(Description of the task): Would you write out all of the data exactly as it appears below?

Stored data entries

PR #479, opened 2018-11-14
Design tweeks to make publishing information screens better visually

DilwoarH:
Ticket: https://trello.com/c/7ARz6trT/432-design-tweaks-to-publisher-information-pages

Preview: https://content-publisher-revie-pr-479.herokuapp.com/publisher-updates


app/assets/stylesheets/utilities/_overwrites.scss
```diff
@@ -78,3 +78,19 @@
     font-size: inherit;
   }
 }
+
+.govuk-link {
```
alex-ju: We shouldn't need to nest these - a modifier class should not depend on the non-modified class to be present.

app/assets/stylesheets/utilities/_overwrites.scss
```diff
@@ -78,3 +78,19 @@
...
+  &.govuk-link--no-decoration {
+    text-decoration: none;
+  }
+}
+
+.govuk-list {
+  .govuk-list-item--with-border-bottom {
```
alex-ju: Similar here, we shouldn't nest them.

These two in particular look quite ugly, especially the --font-size-16. I would push this work to be part of the side navigation component instead as per https://trello.com/c/ZhPzVCUr

DilwoarH:
@alex-ju - it's now been moved to a separate component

(Your response):
PR #479, opened 2018-11-14
Design tweeks to make publishing information screens better visually

DilwoarH:
Ticket: https://trello.com/c/7ARz6trT/432-design-tweaks-to-publisher-information-pages

Preview: https://content-publisher-revie-pr-479.herokuapp.com/publisher-updates


app/assets/stylesheets/utilities/_overwrites.scss
```diff
@@ -78,3 +78,19 @@
     font-size: inherit;
   }
 }
+
+.govuk-link {
```
alex-ju: We shouldn't need to nest these - a modifier class should not depend on the non-modified class to be present.

app/assets/stylesheets/utilities/_overwrites.scss
```diff
@@ -78,3 +78,19 @@
...
+  &.govuk-link--no-decoration {
+    text-decoration: none;
+  }
+}
+
+.govuk-list {
+  .govuk-list-item--with-border-bottom {
```
alex-ju: Similar here, we shouldn't nest them.

These two in particular look quite ugly, especially the --font-size-16. I would push this work to be part of the side navigation component instead as per https://trello.com/c/ZhPzVCUr

DilwoarH:
@alex-ju - it's now been moved to a separate component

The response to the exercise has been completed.